» **ABOUT THIS TASK**: The response must contain the complete data, printed exactly.

» **GIVEN DATA**:

PR #58, opened 2024-03-13
Add create method for BrowserKeySigner

C0x41lch0x41:
It is now possible to use DfnsAuthenticator.register method with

» **WRITTEN ANSWER**:
PR #58, opened 2024-03-13
Add create method for BrowserKeySigner

C0x41lch0x41:
It is now possible to use DfnsAuthenticator.register method with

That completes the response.